O montante está autorizado pela Caixa Econômica, responsável pelo convênio entre os poderes distrital e federal, desde outubro do ano passado, mas faltava uma última autorização da União. Agora, o Governo do Distrito Federal (GDF) garante ter resolvido todas as pendências que também acumulava e que irá reiniciar a obra no próximo dia 22. A expectativa de finalização é um ano.
Outro exemplo são as obras de melhoria de calçadas da Asa Sul (foto em destaque), contrato no valor total de R$ 1.410.670,65. O GDF chegou a iniciar o projeto, mas pediu um aumento no montante a ser liberado, via emendas, pelo Palácio do Planalto. O aditivo já foi autorizado. O restante da verba, no entanto, ainda não foi para os cofres do governo local. Falta a assinatura final do governo federal.

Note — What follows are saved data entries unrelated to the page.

PR #2605, opened 2026-08-14
Use `__wasm_task_hook` for `realloc` options

alexcrichton:
This commit updates the `__wasm_task_hook` intrinsic, added in #2603, to additionally get called for the `realloc` function, typically exported as `cabi_realloc` today. The goal of this commit is to uniformly use this hook for wasip3 task initialization/configuration as opposed to the current state of affairs in wasi-libc where `cabi_realloc` is special.

The implementation here is more involved than #2603 `realloc` options are required to create the fixup module and thus come from the original instance raw. When using task hooks, however, the desired state is that the lowerings created use the hooked version of `realloc`. As with all problems in computer science, this is solved with another layer of indirection.

Specifically the shim module may not contain shims for `realloc` options if used for lowerings. These are then hooked up through the fixup module so it's instantiated with both lowered functions and the "real" implementation so everything can get wired up at the same time.

While implementing this I went ahead an implemented a minor optimization where for modules that import linear memory they no longer need an shim-per-import-using-realloc and instead just have a single shim for realloc. This means that when importing memory generated components generally have even fewer shims than before.

This commit then attempts to add a variety of tests for various shapes of this new hook and various other options. This was developed in tandem with changes to wasi-libc and additionally verified against those.


crates/wit-component/src/encoding/world.rs
```diff
@@ -536,17 +536,20 @@ fn options_are_available_before_instantiation(
     options: RequiredOptions,
     info: &ValidatedModule,
 ) -> bool {
-    // Currently realloc always comes from the main module.
-    if options.contains(RequiredOptions::REALLOC) {
-        return false;
+    // If neither memory nor realloc are needed, so this can always be lowered
```
dicej:
```suggestion
    // If neither memory nor realloc are needed, this can always be lowered
```

dicej (approved):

Questionado sobre os contratos com o governo distrital, o ministro da Casa Civil afirmou que apenas o GDF poderia falar sobre o assunto. A reportagem perguntou, ainda, sobre a demora nos repasses das emendas parlamentares aos estados e municípios. A pasta, no entanto, não respondeu.
Por todo o país
Haroldo Naves, vice-presidente da Confederação Nacional dos Municípios (CNM), explica que o contingenciamento de emendas parlamentares por parte do governo federal impacta diversas cidades do país, em especial as menores, com poucos recursos próprios. Segundo ele, há cerca de 10 mil obras paradas pelo Brasil, esperando o repasse de verbas.
“A dificuldade em conseguir esse dinheiro é um histórico de vários anos. Mas este governo retaliou um pouco mais. O Paulo Guedes [ministro da Economia] liberou uma parte há 15 dias e disse e que vai continuar liberando”, explica. Ainda de acordo com Naves, durante a Marcha dos Prefeitos, que aconteceu em Brasília nessa última semana, o governo Bolsonaro prometeu um calendário para os pagamentos de verbas.

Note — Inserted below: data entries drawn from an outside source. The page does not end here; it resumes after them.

PR #2607, opened 2026-08-15
Add support for package-scope WIT types

yordis:
## Summary

Adds support for declaring `record`, `variant`, `enum`, `flags`, and `type`
aliases directly at package scope in WIT, and encodes/decodes them following the
approved design in WebAssembly/component-model#699.

A package-scope type is encoded like a `use` of an `interface`, just without the
wrapping `instance`: the definition is restated locally and bound with an `eq`
import named by its fully-qualified `namespace:package/name`. Because the type
is structural, the `eq` bound means nothing has to be supplied to satisfy the
import. A referencing `interface` or `world` aliases that import into its
instance/component type; a `world` places the import inside its inner exported
component-type.

This replaces the earlier approach of inlining a package-scope type into every
interface/world instance and re-exporting it, which did not pass Component Model
validation.

## Encoding

Given:

```wit
package local:demo;

record point { x: u32, y: u32 }

interface api {
  move-to: func(p: point);
}
```

the package-scope `point` is exported once at the top level and imported with
`eq` into the wrapping component-type:

```wat
(component
  (type (;0;) (record (field "x" u32) (field "y" u32)))
  (export (;1;) "point" (type 0))
  (type (;2;) (component
    (type (;0;) (record (field "x" u32) (field "y" u32)))
    (import "local:demo/point" (type (;1;) (eq 0)))
    (type (;2;) (instance
      (alias outer 1 1 (type (;0;)))
      (type (;1;) (func (param "p" 0)))
      (export (;0;) "move-to" (func (type 1)))))
    (export (;0;) "local:demo/api" (instance (type 2)))))
  (export (;3;) "api" (type 2)))
```

A package-scope type that depends on one from another package puts the `import`
on the package's own component, since there is no wrapping component-type to
hold it. Decoding recognizes qualified type imports (both nested and at the
package root) as package-scope dependencies and keeps ownership with the
defining package; the previous inline-coalescing pass in the decoder is removed.
The printer emits the corresponding top-level `use` before the definitions that
reference it.

## Types-only packages

Decoding recovers the package name from the fully-qualified export inside an
interface's or world's component type, so a package with only package-scope
types would otherwise have no package name in the binary at all. For that case
the encoding is generalized (as discussed with Luke): each type is additionally
bound with a self-referential `eq` import named by its fully-qualified name,
which is where the package name is recovered from on decode:

```wat
(component
  (type (;0;) (record (field "x" u32) (field "y" u32)))
  (export (;1;) "point" (type 0))
  (import "local:demo/point" (type (;2;) (eq 1)))
  (type (;3;) (list 2))
  (export (;4;) "path" (type 3))
  (import "local:demo/path" (type (;5;) (eq 4))))
```

Later types reference the imported index so every import satisfies the
component model's named-type validation rules, and the import is placed after
the export so V2 format sniffing still sees a label first. Packages that do
have an interface or world encode byte-identically to the approved WIT.md
examples; the self-imports may be worth a small follow-up note in the spec's
Package Format section.

## Tests

- Golden interface fixtures mirroring the approved WIT.md examples
  (`package-scope-spec-interface`, `package-scope-spec-world`), a types-only
  fixture (`package-scope-types-only`), plus the existing package-scope
  fixtures re-blessed to the `eq`-import encoding. All round-trip through
  encode → validate → decode → print → re-encode.
- Combination fixtures covering package-scope types mixed with classic
  `use iface.{...}` projections on the same wrapping component-type:
  `package-scope-with-iface-use`, `package-scope-with-world-use`,
  `package-scope-with-resource-use`, and `package-scope-mixed-use` (foreign
  package-scope `use` plus a local interface projection).
- Unit tests covering: foreign `use` of a package-scope type, a package-scope
  type defined in terms of a foreign one (import on the package component),
  versioned fully-qualified names, the export-before-use ordering for a type
  referring to another, types-only round-trips (with and without a foreign
  dependency), rejection of a `resource` at package scope, and that building a
  component (`component new`) exports the interface directly without inventing
  a types interface (WebAssembly/component-model#694).

## References

- https://github.com/WebAssembly/component-model/issues/694
- https://github.com/WebAssembly/component-model/pull/699


crates/wit-parser/src/decoding.rs
```diff
@@ -278,7 +322,14 @@ impl ComponentInfo {
                 docs: Docs::default(),
                 interfaces,
                 worlds,
+                types,
             }
+        } else if !types.is_empty() {
+            bail!(
```
yordis, line 344: This is odd; so waiting for Luke's direction here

O consultor de relações governamentais do Congresso Gabriel Borges avalia que o problema de calendário do governo Bolsonaro ocorreu devido às dificuldades de articulação e coordenação política de seus ministros.
“Não existiu uma estratégia. Eles diziam que não iam fazer ‘toma lá dá cá’, mas também não elaboraram uma outra proposta para fazer com que essa verba chegasse onde precisava chegar”, destacou.
Apenas no fim de março, Bolsonaro começou a liberar R$ 1 bilhão em emendas, como uma sinalização aos parlamentares, como parte da negociação da reforma da Previdência. O Planalto já identificou, porém, que há outros R$ 2 bilhões prontos para serem liberados. Nesta quinta (11/4), o presidente prometeu autorizar recursos de emendas parlamentares individuais para prefeituras que estavam impedidas de receber os repasses por causa de dívidas com a União.
Com essa demora em agir, o assunto acabou sendo pautado pelo Congresso Nacional. Só nessas duas últimas semanas, o Senado aprovou dois projetos sobre o assunto: a PEC do Orçamento Impositivo, que busca obrigar o governo federal a liberar a verba de emendas parlamentares de bancada para ações previstas no Orçamento; e a PEC 61/2015, que permite a transferência direta de recursos federais para estados e municípios, por meio de emendas individuais. As duas propostas ainda precisam ser aprovadas pela Câmara dos Deputados.